DRUMMONDVILLE
L’accident est survenu à la résidence Pavillon Marie-Reine-des-Cœurs, à Drummondville. Transporté au centre hospitalier après l’incident survenu le 6 mai dernier, le nonagénaire a succombé à ses blessures hier, le 15 mai. Les circonstances entourant sa chute, ses blessures ainsi que l’implication possible d’une seconde personne font maintenant l’objet d’une enquête des crimes majeurs de la Sûreté du Québec, en collaboration avec le Bureau du coroner.
Selon les informations confirmées au Vingt55, la victime avait été transportée à l’hôpital après l’incident survenu dans la résidence, un événement impliquant deux personnes. Lors de l’intervention, elle aurait subi des blessures importantes, dont une fracture de la hanche. Hospitalisé depuis, l’homme a finalement succombé à ses blessures hier.
Toujours selon les informations obtenues, l’homme aurait été poussé. L’enquête devra maintenant déterminer avec précision les circonstances exactes de l’incident ainsi que la nature des gestes posés.
Le dossier est maintenant entre les mains de la coroner Me Kariane Asselin. Toutefois, puisque les circonstances exactes du décès demeurent nébuleuses et qu’un second individu serait impliqué, le dossier a également été soumis à la Sûreté du Québec, plus précisément à l’unité des crimes majeurs.

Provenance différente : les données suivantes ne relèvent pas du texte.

PR #1063, opened 2026-05-12
fix(backends): capture vLLM reasoning field in mot._thinking

### LINKED ISSUE #1061: OpenAI backend: mot._thinking never populated for vLLM thinking models (reasoning vs reasoning_content field name)
## Observed behaviour

When using `OpenAIBackend` with a vLLM-served thinking model (Qwen3 with `--reasoning-parser qwen3`), the thinking trace is silently discarded. `mot._thinking` remains `None` even when the model has produced reasoning content.

## Root cause

In `mellea/backends/openai.py`, `processing()` probes for the thinking trace as:

```python
if hasattr(message, "reasoning_content"):
    thinking_chunk = message.reasoning_content
```

However, vLLM 0.20.2 does not expose this as a Python attribute on the openai SDK message object. The thinking trace is present in the raw response dict under the key `"reasoning"`, only visible via `model_dump()`:

```python
resp.choices[0].model_dump()
# {
#   "message": {
#     "content": null,
#     "reasoning": "2 + 2 equals 4.",   ← here, not 'reasoning_content'
#     ...
#   }
# }
```

`hasattr(message, "reasoning_content")` returns `False`, so `mot._thinking` is never set. The thinking trace is present in `mot._meta["oai_chat_response"]` but never surfaced.

## Expected behaviour

`processing()` should also check the raw response dict for a `"reasoning"` key (vLLM's field name) when `reasoning_content` is absent, and populate `mot._thinking` accordingly.

This is independent of the silent-empty-string issue (#1060) — even when a model produces both text and reasoning content, the thinking trace is currently lost for vLLM-served models.

## Environment

- Backend: `OpenAIBackend` (OpenAI-compatible)
- Model: `Qwen/Qwen3-Coder-Next-FP8`
- Inference server: vLLM 0.20.2, flags: `--reasoning-parser qwen3 --enable-auto-tool-choice --tool-call-parser hermes --tensor-parallel-size 2 --quantization fp8 --max-model-len 262144`
- Hardware: 2× GPU (tensor parallel), IBM LSF cluster

planetf1:
# Misc PR

## Type of PR

- [x] Bug Fix
- [ ] New Feature
- [ ] Documentation
- [ ] Other

## Description
- [x] Link to Issue: Fixes #1061

When `OpenAIBackend` is used with a vLLM-served thinking model (e.g. Qwen3
with `--reasoning-parser qwen3`), the reasoning trace was silently discarded
— `mot._thinking` was never populated.

`OpenAIBackend.processing()` probed for the trace via
`hasattr(message, "reasoning_content")`. vLLM 0.20.2 does not expose this as
an attribute on the openai SDK message object; the trace lives under the raw
key `"reasoning"`, accessible via `model_extra`. The `hasattr` check returned
`False`, so `mot._thinking` was never assigned. Both the non-streaming
(`ChatCompletion`) and streaming (`ChatCompletionChunk`) branches were affected.

The fix uses a value-based probe in both branches:

```python
thinking_chunk = getattr(obj, "reasoning_content", None)
if thinking_chunk is None:
    thinking_chunk = (obj.model_extra or {}).get("reasoning")
if thinking_chunk is not None:
    mot._thinking += thinking_chunk
```

This also closes an edge case where a proxy could send
`{"reasoning_content": null, "reasoning": "trace"}` — the old `hasattr/else`
shape would have dropped the trace in that scenario. Using `model_extra` instead
of `model_dump()` also avoids a full Pydantic serialisation per streaming chunk
for non-thinking models.

A follow-up issue (#1070) has been filed for the same gap in `LiteLLMBackend`,
where the fix is more involved as LiteLLM drops the `reasoning` field during its
own normalisation layer.

### Testing

New unit tests in `test/backends/test_openai_unit.py` (25 passed):
- `test_processing_captures_vllm_reasoning_field` — non-streaming vLLM shape populates `mot._thinking`
- `test_processing_vllm_reasoning_with_null_content` — reasoning captured when `content` is null
- `test_processing_streaming_captures_vllm_reasoning_field` — streaming deltas with `reasoning` accumulate correctly
- `test_processing_reasoning_content_still_used` — regression guard for the `reasoning_content` attribute path
- `test_processing_reasoning_content_takes_precedence_over_reasoning` — pins that `reasoning_content` wins when both fields are present

### Attribution

### DIFF
--- a/mellea/backends/openai.py
+++ b/mellea/backends/openai.py
@@ -991,16 +991,13 @@ class OpenAIBackend(FormatterBackend, AdapterMixin):
         if isinstance(chunk, ChatCompletion):
             message = chunk.choices[0].message
 
-            if hasattr(message, "reasoning_content"):
-                thinking_chunk = message.reasoning_content  # type: ignore
-                if thinking_chunk is not None:
-                    mot._thinking += thinking_chunk
-            else:
-                # vLLM uses "reasoning" in the raw dict rather than a reasoning_content attribute.
-                raw_message = message.model_dump()
-                thinking_chunk = raw_message.get("reasoning")
-                if thinking_chunk is not None:
-                    mot._thinking += thinking_chunk
+            # reasoning_content (Anthropic/DeepSeek attribute path) takes priority;
+            # fall back to the "reasoning" extra field used by vLLM and compatible servers.
+            thinking_chunk = getattr(message, "reasoning_content", None)
+            if thinking_chunk is None:
+                thinking_chunk = (message.model_extra or {}).get("reasoning")
+            if thinking_chunk is not None:
+                mot._thinking += thinking_chunk
 
             content_chunk = message.content
             if content_chunk is not None:
@@ -1021,16 +1018,11 @@ class OpenAIBackend(FormatterBackend, AdapterMixin):
                 return
 
             message_delta = chunk.choices[0].delta
-            if hasattr(message_delta, "reasoning_content"):
-                thinking_chunk = message_delta.reasoning_content  # type: ignore
-                if thinking_chunk is not None:
-                    mot._thinking += thinking_chunk
-            else:
-                # vLLM streaming: same "reasoning" fallback for delta chunks.
-                raw_delta = message_delta.model_dump()
-                thinking_chunk = raw_delta.get("reasoning")
-                if thinking_chunk is not None:
-                    mot._thinking += thinking_chunk
+            thinking_chunk = getattr(message_delta, "reasoning_content", None)
+            if thinking_chunk is None:
+                thinking_chunk = (message_delta.model_extra or {}).get("reasoning")
+            if thinking_chunk is not None:
+                mot._thinking += thinking_chunk
 
             content_chunk = message_delta.content
             if content_chunk is not None:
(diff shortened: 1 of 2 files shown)


test/backends/test_openai_unit.py
psschwei, line 1:
```suggestion
"""Unit tests for OpenAI backend pure-logic helpers.
```

since we're calling `backend.processing()` in some of the new tests

mellea/backends/openai.py
```diff
@@ -991,10 +991,13 @@ async def processing(
         if isinstance(chunk, ChatCompletion):
             message = chunk.choices[0].message
 
-            if hasattr(message, "reasoning_content"):
-                thinking_chunk = message.reasoning_content  # type: ignore
-                if thinking_chunk is not None:
-                    mot._thinking += thinking_chunk
+            # reasoning_content (Anthropic/DeepSeek attribute path) takes priority;
```
psschwei, line 994: nit: I think Anthropic has a different API (?)

mellea/backends/openai.py
```diff
@@ -1015,10 +1018,11 @@ async def processing(
...
             message_delta = chunk.choices[0].delta
-            if hasattr(message_delta, "reasoning_content"):
-                thinking_chunk = message_delta.reasoning_content  # type: ignore
-                if thinking_chunk is not None:
-                    mot._thinking += thinking_chunk
+            thinking_chunk = getattr(message_delta, "reasoning_content", None)
+            if thinking_chunk is None:
+                thinking_chunk = (message_delta.model_extra or {}).get("reasoning")
+            if thinking_chunk is not None:
+                mot._thinking += thinking_chunk
```
psschwei, line 1025: DRY (?)

psschwei (approved):
nits but LGTM otherwise

akihikokuroda (approved):

PR #1069, opened 2026-05-13
fix(test): loosen fragile equality assertions in astream incremental tests

### LINKED ISSUE #628: test: loosen assertion in test_astream_incremental.py
> So specifically the issue is the way the test checks (ie chunk2!=chunk1) - but since streaming is very much timing/performance related it's possible two chunks could be the same - for example two spaces. I saw this erratically when testing locally. It may depend on system performance (ie tps) etc.

That makes a lot of sense why the issue would be so rare. I would vote to `loosen the assertion to validate the end result (reassembly only) as well as add the stubbed tests`, assuming that the stubbed tests keep the chunk1 != chunk2 assertions.

_Originally posted by @jakelorocco in https://github.com/generative-computing/mellea/issues/567#issuecomment-4005043036_

planetf1:
# Misc PR

## Type of PR

- [x] Bug Fix
- [ ] New Feature
- [ ] Documentation
- [ ] Other

## Description
- [x] Link to Issue: Fixes #628

Two assertions in `test/core/test_astream_incremental.py` compared streaming chunk content for inequality, which caused intermittent test failures:

```python
assert chunk2 != chunk1                  # fragile
assert not chunk2.startswith(chunk1)     # fragile
```

Two consecutive streaming chunks can legitimately contain identical content — repeated tokens, whitespace, short common substrings — so these assertions fail spuriously under load or with slow models.

Both replaced with structural reassembly checks: verify that the accumulated chunks form a valid prefix of (or equal) the final streamed value. This is the invariant that actually matters, and is the same pattern already used correctly in `test_astream_multiple_calls_accumulate_correctly`.

### Testing

### Attribution

### DIFF
--- a/test/core/test_astream_incremental.py
+++ b/test/core/test_astream_incremental.py
@@ -40,14 +40,7 @@ async def test_astream_returns_incremental_chunks():
         # If not computed, chunk2 should be new content only
         assert chunk2 is not None, "Second chunk should not be None if not computed"
 
-        # The key test: chunk2 should NOT start with chunk1
-        # (it should be incremental, not accumulated)
         if len(chunk2) > 0:
-            # chunk2 should be different from chunk1 (new content)
-            assert chunk2 != chunk1, (
-                "Second chunk should be different from first (incremental)"
-            )
-
             # Get final value
             final_val = await mot.avalue()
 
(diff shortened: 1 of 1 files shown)


test/core/test_astream_incremental.py
```diff
@@ -133,13 +126,14 @@ async def test_astream_beginning_length_tracking():
...
-        if chunk1:
-            assert not chunk2.startswith(chunk1), (
-                "Second chunk should not start with first chunk (should be incremental)"
-            )
+    if chunk2 and len(chunk2) > 0 and chunk1:
+        # Verify that chunks reassemble correctly (not that they differ textually —
+        # two consecutive identical tokens are valid).
+        final_val = await mot.avalue()
+        accumulated = chunk1 + chunk2
+        assert final_val.startswith(accumulated) or accumulated.startswith(final_val), (
```
markstur, line 134: the right operand of the or could use a comment.  It seems to me to not be the obvious thing we want to test here but more of a different truncation case.

test/core/test_astream_incremental.py
```diff
@@ -133,13 +126,14 @@ async def test_astream_beginning_length_tracking():
...
     chunk2 = await mot.astream()
 
-    if chunk2 and len(chunk2) > 0:
-        # chunk2 should not include chunk1's content
-        # This verifies the slicing logic at lines 352-356
-        if chunk1:
-            assert not chunk2.startswith(chunk1), (
-                "Second chunk should not start with first chunk (should be incremental)"
-            )
+    if chunk2 and len(chunk2) > 0 and chunk1:
```
markstur, line 129: I think this is ok given the expected answer, but in general this accumulation test would make more sense as a loop instead of only working with chunk1,2

markstur (approved):
I approve merging this now as a targeted fix.
But I think the tests could be improved by using a loop for accumulation testing instead of chunk1 vs chunk2. Also if a loop is added then probably consolidate the 2 tests into 1.

Also see one nit about a comment but it's very optional.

Interpellé par le Vingt55 sur l’incident et l’enquête en cours, le porte-parole de la Sûreté du Québec a apporté des précisions au dossier. « Nous sommes en assistance au coroner dans ce dossier », a confirmé le sergent Louis-Philippe Ruel, contacté par le Vingt55.
Au Québec, un décès survenu en résidence privée pour aînés (RPA) est régi par la Loi sur les coroners, a précisé le sergent Louis-Philippe Ruel en entrevue au Vingt55. Cette loi n’exige pas systématiquement l’intervention du coroner pour tous les décès en RPA, mais l’avis devient obligatoire selon des critères précis, notamment lorsqu’un décès survient dans des circonstances obscures ou accidentelles, comme ce serait le cas dans ce dossier.
Comme le Bureau du coroner ne dispose pas d’enquêteurs, ce sont donc les services policiers qui doivent intervenir pour établir les circonstances exactes de l’événement. Puisqu’il s’agit d’un incident impliquant possiblement une seconde personne, l’enquête a été confiée aux ressources spécialisées de la Sûreté du Québec afin de déterminer les circonstances, le degré d’implication de chacun ainsi que les éléments ayant conduit au décès du nonagénaire.
Les enquêteurs devront maintenant déterminer avec précision les causes et circonstances entourant le décès, s’agit-il d’un geste volontaire, d’un conflit ayant mal tourné ou d’un accident.
Autant de questions qui devront être éclaircies par l’enquête en cours. Le rapport de la coroner permettra notamment d’établir si le décès est directement lié à la chute et aux blessures subies lors de l’événement.
Pour le moment, aucune accusation n’a été déposée. Une fois l’enquête complétée, le dossier pourrait être soumis au Directeur des poursuites criminelles et pénales (DPCP), qui déterminera si des accusations criminelles doivent être portées.